## GIVEN ENTRIES
=-=-=-=-=
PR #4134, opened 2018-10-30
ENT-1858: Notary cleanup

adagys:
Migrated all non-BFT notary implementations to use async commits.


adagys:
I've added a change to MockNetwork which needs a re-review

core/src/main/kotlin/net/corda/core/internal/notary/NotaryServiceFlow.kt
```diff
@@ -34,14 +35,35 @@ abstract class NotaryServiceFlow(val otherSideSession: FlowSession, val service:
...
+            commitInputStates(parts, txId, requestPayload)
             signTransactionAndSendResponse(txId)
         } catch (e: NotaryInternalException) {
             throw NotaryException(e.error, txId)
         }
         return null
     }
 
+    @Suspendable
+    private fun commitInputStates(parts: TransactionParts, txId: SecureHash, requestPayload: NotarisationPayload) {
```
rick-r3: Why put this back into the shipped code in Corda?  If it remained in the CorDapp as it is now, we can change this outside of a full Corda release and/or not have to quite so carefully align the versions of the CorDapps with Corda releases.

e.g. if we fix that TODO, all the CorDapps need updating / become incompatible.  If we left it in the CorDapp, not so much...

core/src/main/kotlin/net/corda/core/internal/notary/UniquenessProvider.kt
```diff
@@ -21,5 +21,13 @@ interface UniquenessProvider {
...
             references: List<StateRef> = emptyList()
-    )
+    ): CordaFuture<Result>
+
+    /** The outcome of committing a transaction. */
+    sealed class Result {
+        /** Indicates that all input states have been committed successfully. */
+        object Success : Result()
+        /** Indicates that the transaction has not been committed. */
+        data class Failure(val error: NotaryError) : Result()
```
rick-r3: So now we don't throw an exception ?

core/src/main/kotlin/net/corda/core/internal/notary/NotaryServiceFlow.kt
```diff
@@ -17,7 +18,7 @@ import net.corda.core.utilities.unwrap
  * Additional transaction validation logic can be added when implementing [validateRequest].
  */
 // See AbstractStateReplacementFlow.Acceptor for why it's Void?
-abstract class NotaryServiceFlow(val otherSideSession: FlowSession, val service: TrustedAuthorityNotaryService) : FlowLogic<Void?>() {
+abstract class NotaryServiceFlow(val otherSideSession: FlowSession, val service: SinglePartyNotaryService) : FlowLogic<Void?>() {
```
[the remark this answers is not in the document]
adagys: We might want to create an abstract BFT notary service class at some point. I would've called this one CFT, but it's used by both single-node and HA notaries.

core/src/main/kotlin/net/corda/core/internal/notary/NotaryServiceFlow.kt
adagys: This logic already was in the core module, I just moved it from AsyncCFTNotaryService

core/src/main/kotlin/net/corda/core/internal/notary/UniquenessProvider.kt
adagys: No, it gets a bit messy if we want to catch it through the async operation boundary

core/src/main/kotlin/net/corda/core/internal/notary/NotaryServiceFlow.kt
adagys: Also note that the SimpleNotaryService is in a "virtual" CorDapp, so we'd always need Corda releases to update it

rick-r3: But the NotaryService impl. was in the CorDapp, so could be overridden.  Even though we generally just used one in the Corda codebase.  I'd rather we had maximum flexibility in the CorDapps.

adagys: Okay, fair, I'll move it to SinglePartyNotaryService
=-=-=-=-=
## PROMPT
What you should produce is an exact restatement of all the material.

## RESULT BELOW
PR #4134, opened 2018-10-30
ENT-1858: Notary cleanup

adagys:
Migrated all non-BFT notary implementations to use async commits.


adagys:
I've added a change to MockNetwork which needs a re-review

core/src/main/kotlin/net/corda/core/internal/notary/NotaryServiceFlow.kt
```diff
@@ -34,14 +35,35 @@ abstract class NotaryServiceFlow(val otherSideSession: FlowSession, val service:
...
+            commitInputStates(parts, txId, requestPayload)
             signTransactionAndSendResponse(txId)
         } catch (e: NotaryInternalException) {
             throw NotaryException(e.error, txId)
         }
         return null
     }
 
+    @Suspendable
+    private fun commitInputStates(parts: TransactionParts, txId: SecureHash, requestPayload: NotarisationPayload) {
```
rick-r3: Why put this back into the shipped code in Corda?  If it remained in the CorDapp as it is now, we can change this outside of a full Corda release and/or not have to quite so carefully align the versions of the CorDapps with Corda releases.

e.g. if we fix that TODO, all the CorDapps need updating / become incompatible.  If we left it in the CorDapp, not so much...

core/src/main/kotlin/net/corda/core/internal/notary/UniquenessProvider.kt
```diff
@@ -21,5 +21,13 @@ interface UniquenessProvider {
...
             references: List<StateRef> = emptyList()
-    )
+    ): CordaFuture<Result>
+
+    /** The outcome of committing a transaction. */
+    sealed class Result {
+        /** Indicates that all input states have been committed successfully. */
+        object Success : Result()
+        /** Indicates that the transaction has not been committed. */
+        data class Failure(val error: NotaryError) : Result()
```
rick-r3: So now we don't throw an exception ?

core/src/main/kotlin/net/corda/core/internal/notary/NotaryServiceFlow.kt
```diff
@@ -17,7 +18,7 @@ import net.corda.core.utilities.unwrap
  * Additional transaction validation logic can be added when implementing [validateRequest].
  */
 // See AbstractStateReplacementFlow.Acceptor for why it's Void?
-abstract class NotaryServiceFlow(val otherSideSession: FlowSession, val service: TrustedAuthorityNotaryService) : FlowLogic<Void?>() {
+abstract class NotaryServiceFlow(val otherSideSession: FlowSession, val service: SinglePartyNotaryService) : FlowLogic<Void?>() {
```
[the remark this answers is not in the document]
adagys: We might want to create an abstract BFT notary service class at some point. I would've called this one CFT, but it's used by both single-node and HA notaries.

core/src/main/kotlin/net/corda/core/internal/notary/NotaryServiceFlow.kt
adagys: This logic already was in the core module, I just moved it from AsyncCFTNotaryService

core/src/main/kotlin/net/corda/core/internal/notary/UniquenessProvider.kt
adagys: No, it gets a bit messy if we want to catch it through the async operation boundary

core/src/main/kotlin/net/corda/core/internal/notary/NotaryServiceFlow.kt
adagys: Also note that the SimpleNotaryService is in a "virtual" CorDapp, so we'd always need Corda releases to update it

rick-r3: But the NotaryService impl. was in the CorDapp, so could be overridden.  Even though we generally just used one in the Corda codebase.  I'd rather we had maximum flexibility in the CorDapps.

adagys: Okay, fair, I'll move it to SinglePartyNotaryService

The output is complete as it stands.